## [Task description]
Present the count of lines in the entries below that hold "docs", and present nothing else.

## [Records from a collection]
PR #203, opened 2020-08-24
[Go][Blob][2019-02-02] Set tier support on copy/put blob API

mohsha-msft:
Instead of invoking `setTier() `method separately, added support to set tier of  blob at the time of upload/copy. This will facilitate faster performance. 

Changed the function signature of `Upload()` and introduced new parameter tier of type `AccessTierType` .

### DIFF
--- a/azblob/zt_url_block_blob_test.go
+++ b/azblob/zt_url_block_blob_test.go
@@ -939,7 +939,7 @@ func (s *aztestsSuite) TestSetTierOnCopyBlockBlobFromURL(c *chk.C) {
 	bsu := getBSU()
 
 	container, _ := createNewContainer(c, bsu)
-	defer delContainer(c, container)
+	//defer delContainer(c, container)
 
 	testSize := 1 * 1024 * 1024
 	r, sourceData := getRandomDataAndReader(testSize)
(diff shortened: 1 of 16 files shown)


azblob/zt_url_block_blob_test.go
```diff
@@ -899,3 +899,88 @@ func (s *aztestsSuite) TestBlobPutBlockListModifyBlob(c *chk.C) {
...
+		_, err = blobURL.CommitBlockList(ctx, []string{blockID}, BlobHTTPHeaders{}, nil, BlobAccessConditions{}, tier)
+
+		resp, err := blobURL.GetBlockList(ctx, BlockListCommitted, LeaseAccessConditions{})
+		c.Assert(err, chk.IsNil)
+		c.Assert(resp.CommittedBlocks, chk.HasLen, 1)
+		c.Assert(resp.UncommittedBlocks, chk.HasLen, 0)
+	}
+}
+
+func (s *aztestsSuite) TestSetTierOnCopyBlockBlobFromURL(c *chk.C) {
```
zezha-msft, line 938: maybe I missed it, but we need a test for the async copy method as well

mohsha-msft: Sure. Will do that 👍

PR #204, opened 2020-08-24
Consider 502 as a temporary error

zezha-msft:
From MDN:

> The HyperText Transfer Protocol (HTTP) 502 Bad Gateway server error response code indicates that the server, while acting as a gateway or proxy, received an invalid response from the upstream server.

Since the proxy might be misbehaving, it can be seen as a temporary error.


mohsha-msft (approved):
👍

--

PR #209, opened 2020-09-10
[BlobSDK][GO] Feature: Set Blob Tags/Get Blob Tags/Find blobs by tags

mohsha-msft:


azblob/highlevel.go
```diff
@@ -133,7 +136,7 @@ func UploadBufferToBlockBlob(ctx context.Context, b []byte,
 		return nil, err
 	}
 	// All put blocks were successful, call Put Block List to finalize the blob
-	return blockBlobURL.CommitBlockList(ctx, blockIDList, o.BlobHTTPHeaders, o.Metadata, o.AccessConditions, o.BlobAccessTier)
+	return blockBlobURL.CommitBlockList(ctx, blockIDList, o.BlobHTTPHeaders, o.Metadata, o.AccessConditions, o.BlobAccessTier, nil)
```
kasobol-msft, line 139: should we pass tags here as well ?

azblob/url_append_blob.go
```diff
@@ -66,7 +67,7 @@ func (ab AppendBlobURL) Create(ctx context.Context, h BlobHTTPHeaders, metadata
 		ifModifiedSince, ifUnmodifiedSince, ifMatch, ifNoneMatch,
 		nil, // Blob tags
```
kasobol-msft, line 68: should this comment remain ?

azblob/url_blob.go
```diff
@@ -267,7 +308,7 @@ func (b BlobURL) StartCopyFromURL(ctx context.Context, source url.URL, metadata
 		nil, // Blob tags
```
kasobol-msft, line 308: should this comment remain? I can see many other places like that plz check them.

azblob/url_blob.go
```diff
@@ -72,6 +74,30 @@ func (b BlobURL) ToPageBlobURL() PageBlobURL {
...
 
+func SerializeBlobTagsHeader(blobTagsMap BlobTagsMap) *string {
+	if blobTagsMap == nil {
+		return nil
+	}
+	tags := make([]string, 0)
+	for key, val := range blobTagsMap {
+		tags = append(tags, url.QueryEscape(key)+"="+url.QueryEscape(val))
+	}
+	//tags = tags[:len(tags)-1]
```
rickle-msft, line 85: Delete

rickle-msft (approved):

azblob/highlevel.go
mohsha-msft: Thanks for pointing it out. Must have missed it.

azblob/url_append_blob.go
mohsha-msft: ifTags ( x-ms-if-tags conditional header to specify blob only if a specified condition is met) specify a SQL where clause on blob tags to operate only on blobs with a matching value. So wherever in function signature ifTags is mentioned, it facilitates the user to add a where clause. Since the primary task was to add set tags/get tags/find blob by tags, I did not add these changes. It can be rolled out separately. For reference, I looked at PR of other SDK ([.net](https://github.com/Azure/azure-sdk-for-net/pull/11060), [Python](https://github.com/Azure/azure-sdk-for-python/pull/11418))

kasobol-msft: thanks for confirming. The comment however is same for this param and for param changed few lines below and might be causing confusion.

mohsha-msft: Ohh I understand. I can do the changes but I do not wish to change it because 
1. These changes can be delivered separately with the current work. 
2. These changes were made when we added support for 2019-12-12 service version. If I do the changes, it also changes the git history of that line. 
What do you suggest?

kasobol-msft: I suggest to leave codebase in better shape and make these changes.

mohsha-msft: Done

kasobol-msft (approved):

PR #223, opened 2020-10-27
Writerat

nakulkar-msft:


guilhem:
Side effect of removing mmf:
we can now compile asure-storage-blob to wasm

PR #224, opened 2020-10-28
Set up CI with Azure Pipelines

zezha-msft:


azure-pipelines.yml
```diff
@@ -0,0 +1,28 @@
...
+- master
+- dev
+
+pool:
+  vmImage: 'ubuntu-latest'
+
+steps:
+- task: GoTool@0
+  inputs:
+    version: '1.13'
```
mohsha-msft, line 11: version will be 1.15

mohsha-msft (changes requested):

---

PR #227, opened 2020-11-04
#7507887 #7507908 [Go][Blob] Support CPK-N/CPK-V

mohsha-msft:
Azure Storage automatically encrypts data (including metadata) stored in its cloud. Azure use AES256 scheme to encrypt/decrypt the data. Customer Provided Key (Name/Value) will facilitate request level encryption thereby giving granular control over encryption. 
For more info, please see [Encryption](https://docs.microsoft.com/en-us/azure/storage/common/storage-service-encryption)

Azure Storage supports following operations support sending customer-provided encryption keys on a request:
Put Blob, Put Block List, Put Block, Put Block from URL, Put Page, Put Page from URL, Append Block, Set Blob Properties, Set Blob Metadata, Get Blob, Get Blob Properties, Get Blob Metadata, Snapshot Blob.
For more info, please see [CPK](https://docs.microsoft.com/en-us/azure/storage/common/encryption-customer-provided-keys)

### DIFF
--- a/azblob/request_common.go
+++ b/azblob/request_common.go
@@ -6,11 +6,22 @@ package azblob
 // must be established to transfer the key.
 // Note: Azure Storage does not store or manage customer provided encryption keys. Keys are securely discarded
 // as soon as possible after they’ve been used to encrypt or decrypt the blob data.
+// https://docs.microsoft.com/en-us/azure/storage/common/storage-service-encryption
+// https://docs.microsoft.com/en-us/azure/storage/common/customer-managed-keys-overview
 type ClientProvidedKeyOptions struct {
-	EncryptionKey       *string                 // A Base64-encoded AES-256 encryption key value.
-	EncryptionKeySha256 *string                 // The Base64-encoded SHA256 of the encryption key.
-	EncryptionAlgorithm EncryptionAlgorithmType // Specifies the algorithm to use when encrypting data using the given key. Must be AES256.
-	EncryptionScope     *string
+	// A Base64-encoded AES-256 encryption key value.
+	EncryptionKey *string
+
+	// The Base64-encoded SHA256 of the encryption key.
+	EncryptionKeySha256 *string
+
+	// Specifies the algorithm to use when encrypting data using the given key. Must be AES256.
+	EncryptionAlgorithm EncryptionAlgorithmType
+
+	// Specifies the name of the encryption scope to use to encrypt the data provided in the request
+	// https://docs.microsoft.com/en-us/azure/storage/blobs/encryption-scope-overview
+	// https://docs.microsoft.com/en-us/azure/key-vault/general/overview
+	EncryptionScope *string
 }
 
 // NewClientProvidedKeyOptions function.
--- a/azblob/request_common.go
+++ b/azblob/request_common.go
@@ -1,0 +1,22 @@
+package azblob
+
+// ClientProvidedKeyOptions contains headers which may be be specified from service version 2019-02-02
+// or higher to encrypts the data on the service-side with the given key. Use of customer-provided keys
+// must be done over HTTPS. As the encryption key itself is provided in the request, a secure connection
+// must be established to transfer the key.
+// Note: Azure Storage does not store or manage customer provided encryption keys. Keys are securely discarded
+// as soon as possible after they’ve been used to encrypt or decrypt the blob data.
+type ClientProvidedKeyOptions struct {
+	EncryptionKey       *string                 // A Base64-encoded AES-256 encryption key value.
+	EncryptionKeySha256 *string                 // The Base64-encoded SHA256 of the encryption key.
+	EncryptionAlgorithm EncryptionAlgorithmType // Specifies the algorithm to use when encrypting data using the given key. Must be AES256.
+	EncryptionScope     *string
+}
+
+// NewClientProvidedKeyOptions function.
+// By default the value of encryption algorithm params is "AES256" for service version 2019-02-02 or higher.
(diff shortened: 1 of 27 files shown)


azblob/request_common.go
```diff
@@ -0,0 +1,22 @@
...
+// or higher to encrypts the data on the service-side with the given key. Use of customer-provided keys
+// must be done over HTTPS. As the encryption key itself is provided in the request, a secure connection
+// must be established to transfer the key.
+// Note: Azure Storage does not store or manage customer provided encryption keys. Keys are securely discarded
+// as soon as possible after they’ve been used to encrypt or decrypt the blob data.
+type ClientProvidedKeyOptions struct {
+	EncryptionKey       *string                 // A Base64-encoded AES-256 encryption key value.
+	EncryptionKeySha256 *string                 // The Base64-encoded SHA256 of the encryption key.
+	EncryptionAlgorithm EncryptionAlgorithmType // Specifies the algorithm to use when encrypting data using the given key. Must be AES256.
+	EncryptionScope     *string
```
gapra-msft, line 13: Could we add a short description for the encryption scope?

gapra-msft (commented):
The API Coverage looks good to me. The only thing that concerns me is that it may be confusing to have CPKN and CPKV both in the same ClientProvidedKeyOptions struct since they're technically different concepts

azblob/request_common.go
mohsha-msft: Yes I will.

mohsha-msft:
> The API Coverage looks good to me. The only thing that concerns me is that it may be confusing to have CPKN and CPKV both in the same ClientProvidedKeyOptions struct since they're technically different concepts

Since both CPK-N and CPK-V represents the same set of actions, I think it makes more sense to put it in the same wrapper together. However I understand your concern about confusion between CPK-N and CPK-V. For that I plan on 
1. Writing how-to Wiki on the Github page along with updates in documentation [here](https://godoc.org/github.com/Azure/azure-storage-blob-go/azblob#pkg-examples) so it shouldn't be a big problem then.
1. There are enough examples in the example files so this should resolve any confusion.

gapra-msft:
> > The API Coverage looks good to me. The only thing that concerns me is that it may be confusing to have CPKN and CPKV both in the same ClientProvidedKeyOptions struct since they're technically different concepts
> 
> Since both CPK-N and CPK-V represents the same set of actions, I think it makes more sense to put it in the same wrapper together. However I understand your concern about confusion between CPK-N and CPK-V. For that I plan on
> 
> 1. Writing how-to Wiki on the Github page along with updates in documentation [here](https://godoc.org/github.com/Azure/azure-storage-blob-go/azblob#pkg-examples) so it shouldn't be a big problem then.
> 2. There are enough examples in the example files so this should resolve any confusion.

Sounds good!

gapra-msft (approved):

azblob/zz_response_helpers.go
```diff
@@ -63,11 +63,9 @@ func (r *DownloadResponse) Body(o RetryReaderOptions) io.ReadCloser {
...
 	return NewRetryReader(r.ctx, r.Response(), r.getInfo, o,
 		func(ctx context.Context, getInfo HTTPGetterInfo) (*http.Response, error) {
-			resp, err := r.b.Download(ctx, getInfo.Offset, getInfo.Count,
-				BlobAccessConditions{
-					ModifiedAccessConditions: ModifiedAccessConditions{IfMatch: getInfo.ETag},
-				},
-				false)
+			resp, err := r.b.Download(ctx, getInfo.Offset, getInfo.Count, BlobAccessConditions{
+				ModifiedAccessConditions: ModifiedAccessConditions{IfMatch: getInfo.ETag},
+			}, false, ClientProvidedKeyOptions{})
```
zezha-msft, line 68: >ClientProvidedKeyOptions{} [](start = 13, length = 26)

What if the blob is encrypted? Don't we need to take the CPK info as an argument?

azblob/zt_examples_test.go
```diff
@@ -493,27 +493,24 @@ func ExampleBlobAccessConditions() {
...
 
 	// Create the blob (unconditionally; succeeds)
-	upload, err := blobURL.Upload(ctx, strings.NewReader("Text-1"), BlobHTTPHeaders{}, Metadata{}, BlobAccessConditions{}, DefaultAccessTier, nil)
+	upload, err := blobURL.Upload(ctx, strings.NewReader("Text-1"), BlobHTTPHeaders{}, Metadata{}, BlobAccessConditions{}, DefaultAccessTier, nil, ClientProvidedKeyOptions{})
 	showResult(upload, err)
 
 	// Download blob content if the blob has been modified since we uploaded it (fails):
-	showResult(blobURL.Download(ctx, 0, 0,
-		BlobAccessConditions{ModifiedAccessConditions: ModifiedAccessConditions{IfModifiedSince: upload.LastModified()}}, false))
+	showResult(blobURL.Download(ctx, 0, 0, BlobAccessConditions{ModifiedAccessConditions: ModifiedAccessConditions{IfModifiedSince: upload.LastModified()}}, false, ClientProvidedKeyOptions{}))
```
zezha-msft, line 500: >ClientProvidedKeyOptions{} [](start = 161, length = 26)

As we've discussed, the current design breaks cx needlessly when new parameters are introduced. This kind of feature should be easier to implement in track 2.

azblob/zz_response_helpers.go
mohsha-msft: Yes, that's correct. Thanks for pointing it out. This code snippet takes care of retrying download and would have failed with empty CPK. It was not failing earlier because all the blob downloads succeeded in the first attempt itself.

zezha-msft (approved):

## [Task result]
6